Yahoo Sport Australia (YSA): Do you feel the Melbourne Cup is still "the race that stops the nation”?
Elio Celotto (EC): It's now a race that divides a nation. What was once intrinsically part of our culture is now a day many people have turned away from.
Looking at ourselves and deciding that perhaps part of what we used to do no longer fits is a good sign of an evolving society.
The Melbourne Cup and horse racing in general will never again enjoy the glamorous image it used to have because the reality for the horses is that it is exploitative, cruel and an outdated form of entertainment that no longer has a place in our society.
YSA: Do you ever think it will be removed from the Australian sporting calendar?
EC: Horse racing has been around for approximately 200 years, the Melbourne Cup more than 150 years. I don’t think it will ever be removed from the sporting calendar, however, we look forward to the day when more people will be celebrating by saying "Nup to the Cup" than people who are celebrating the Melbourne Cup. I can see that happening.
YSA: How would you rate the success of the #nuptothecup movement to date?
EC: We ran our first NTTC (Nup To The Cup) event back in 2010 with 30 people. The last NTTC event pre-Covid, we had more than 250 people and around 30 NTTC events being held around the country.
We think we're giving people who genuinely care about animals a viable alternative to celebrating what is fundamentally animal cruelty.
We’re getting a sense that more and more people are becoming aware of the reality of horse racing and as that happens, so does the NTTC movement.
Protesters raising money for animal charities
YSA: What is planned for Tuesday?
EC: We will be celebrating Nup to the Cup with events being held around the country. People want to have a good time and this is a way we can all have a good time but not at the expense of animals.
The difference between our events is that they will be raising money for animal charities that desperately require funding as opposed to horse racing that is directly responsible for the exploitation of horses.
CPR will be where we always are at Newmarket Reserve just up the road from the main entrance to Flemington Racecourse with our banners, placards and flags on display - sending a strong message to racegoers walking/driving past. And we'll be having a great time too. Everyone is welcome and it's free.
YSA: Do you feel you've had much success stopping workplaces from celebrating Cup day?
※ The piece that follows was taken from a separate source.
PR #122, opened 2021-12-10
Improve the project API view

tomijarvi:
* Change ProjectAPIView to use APIView parent (similarly in ApartmentAPIView)
* Remove authentication from the ProjectAPIView (permissions check will be added later when the authentication works)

EC: Absolutely. Many businesses now instead of running a sweep, collect donations instead and donate to CPR or another charity.
We are always inundated with requests from workplaces which still want to have a good time but without supporting animal cruelty.
And that is why we’ve designed a special workplace kit that’s available on our nuptothecup.org website that we’ve been sending out to workplaces for several weeks.
YSA: What's your message to people who still attend the Cup or Cup functions?
EC: We would like everyone to consider the reality of what they are supporting. It’s not just harmless fun. For the horses, it’s their well-being and their lives.
Some people just don’t care about animals but for those that do, we would like them to consider what they are really supporting by attending a racing event. If you do really care about animals, you shouldn’t be going to the races. It’s as simple as that.